Run your workflow

To run a workflow with the StreamFlow CLI, simply use the following command:

streamflow run /path/to/streamflow.yml

Note

For CWL workflows, StreamFlow also supports the cwl-runner interface (more details here).

The --outdir option specifies where StreamFlow must store the workflow results and the execution metadata. Metadata are collected and managed by the StreamFlow Database implementtion (see here). By default, StreamFlow uses the current directory as its output folder.

The --name option allows to specify a workflow name for the current execution. Note that multiple execution can have the same name, meaning that they are multiple instances of the same workflow. If a --name is not explicitly provided, StreamFlow will randomly generate a unique name for the current execution.

The --color option allows to print log preamble with colors related to the logging level, which can be useful for live demos and faster log inspections.

Run on Docker

The command below gives an example of how to execute a StreamFlow workflow in a Docker container:

docker run -d \
--mount type=bind,source="$(pwd)"/my-project,target=/streamflow/project \
--mount type=bind,source="$(pwd)"/results,target=/streamflow/results \
--mount type=bind,source="$(pwd)"/tmp,target=/tmp/streamflow \
alphaunito/streamflow \
streamflow run /streamflow/project/streamflow.yml

Note

A StreamFlow project, containing a streamflow.yml file and all the other relevant dependencies (e.g. a CWL description of the workflow steps and a Helm description of the execution environment) needs to be mounted as a volume inside the container, for example in the /streamflow/project folder.

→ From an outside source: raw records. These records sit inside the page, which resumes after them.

PR #6962, opened 2023-09-15
Avoid allocating empty hashes in Index

segiddins:
Since the hashes have a default proc that returns a (new) empty hash, we
can avoid allocating those empty hashes when we are only doing lookups.

Test from running `bundle update --bundler` against a rails app I have
lying around:

```
==> memprof.after.txt <==
Total allocated: 9.71 MB (68282 objects)
Total retained:  4.87 MB (33791 objects)

==> memprof.before.txt <==
Total allocated: 10.83 MB (100596 objects)
Total retained:  5.02 MB (34721 objects)
```

### DIFF
--- a/bundler/lib/bundler/index.rb
+++ b/bundler/lib/bundler/index.rb
@@ -19,14 +19,14 @@ module Bundler
     def initialize
       @sources = []
       @cache = {}
-      @specs = Hash.new {|h, k| h[k] = {} }
+      @specs = {}
       @duplicates = {}
     end
 
     def initialize_copy(o)
       @sources = o.sources.dup
       @cache = {}
-      @specs = Hash.new {|h, k| h[k] = {} }
+      @specs = {}
       @duplicates = {}
 
       o.specs.each do |name, hash|
@@ -46,14 +46,11 @@ module Bundler
       true
     end
 
-    def search_all(name)
-      all_matches = specs_by_name(name) # always returns a new Array
-      dupes = @duplicates[name]
-      all_matches.concat(dupes) if dupes
-      @sources.each do |source|
-        all_matches.concat(source.search_all(name))
-      end
-      all_matches
+    def search_all(name, &blk)
+      return enum_for(:search_all, name) unless blk
+      specs_by_name(name).each(&blk)
+      @duplicates[name]&.each(&blk)
+      @sources.each {|source| source.search_all(name, &blk) }
     end
 
     # Search this index's specs, and any source indexes that this index knows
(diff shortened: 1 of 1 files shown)


martinemde (approved):
Great find, thanks @segiddins!

bundler/lib/bundler/index.rb
```diff
@@ -170,31 +160,41 @@ def add_source(index)
 
     private
 
+    def search_by_query(query)
```
martinemde, line 163: There were no callers except the one here. Moved to private and changed to return nil when nothing found so calling code can more easily reduce array usage.

bundler/lib/bundler/source/rubygems.rb
```diff
@@ -314,10 +314,11 @@ def credless_remotes
       end
 
       def remotes_for_spec(spec)
-        specs.search_all(spec.name).inject([]) do |uris, s|
+        uris = []
+        specs.with_all_matching(spec.name) do |s|
```
martinemde, line 318: this was the only caller of search_all, and in just injected the result to make a list of arrays. It's way less overhead if we directly yield each search result.

bundler/lib/bundler/index.rb
```diff
@@ -170,31 +160,41 @@ def add_source(index)
...
+      end
+    end
+
     def add_duplicate(spec)
       (@duplicates[spec.name] ||= []) << spec
     end
 
     def specs_by_name_and_version(name, version)
-      specs_by_name(name).select {|spec| spec.version == version }
+      specs_by_name(name)&.select {|spec| spec.version == version }
```
segiddins, line 178: I think this can `select!` since specs by name always returns a new array

bundler/lib/bundler/index.rb
```diff
@@ -46,42 +46,32 @@ def empty?
...
 
       @sources.each do |source|
-        results.concat(source.search(query))
+        if results.empty?
+          results = source.search(query)
+        else
+          results.concat(source.search(query))
+        end
       end
       results.uniq(&:full_name)
```
segiddins, line 68: Can this be `uniq!` ?

martinemde: Let me see. Tracking the EMPTY_SEARCH as it potentially falls through the nested search determines whether we can modify the result.

segiddins: we could wait to return `EMPTY_SEARCH` until the end, and have `results = results&.concat(...) || ...` (or something like that)

martinemde: I think I figured out a way around it. One moment.

bundler/lib/bundler/source/rubygems.rb
martinemde: I figured out a way to preserve most of the old code while still avoiding extra concats. Reverted this change.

By default, workflow outputs will be stored in the /streamflow/results folder. Therefore, it is necessary to mount such location as a volume in order to persist the results.

StreamFlow will save all its temporary files inside the /tmp/streamflow location. For debugging purposes, or in order to improve I/O performances in case of huge files, it could be useful to mount also such location as a volume.

By default, the StreamFlow Database stores workflow metadata in the ${HOME}/.streamflow folder. Mounting this floder as a volume preserve these metadata for further inspection (see here).

Warning

All the container-based connectors (i.e., DockerConnector, DockerComposeConnector and SingularityConnector) are not supported from inside a Docker container, as running nested containers is a non-trivial task.

Run on Kubernetes

It is also possible to execute the StreamFlow container as a Job in Kubernetes, with the same characteristics and restrictions discussed for the Docker case. A Helm template of a StreamFlow Job can be found here.

In this case, the StreamFlow HelmConnector is able to deploy Helm charts directly on the parent cluster, relying on ServiceAccount credentials. In order to do that, the inCluster option must be set to true for each involved module on the streamflow.yml file

deployments:
  helm-deployment:
    type: helm
    config:
      inCluster: true
      ...

A Helm template of a StreamFlow Job can be found here.

Warning

In case RBAC is active on the Kubernetes cluster, a proper RoleBinding must be attached to the ServiceAccount object, in order to give StreamFlow the permissions to manage deployments of pods and executions of tasks.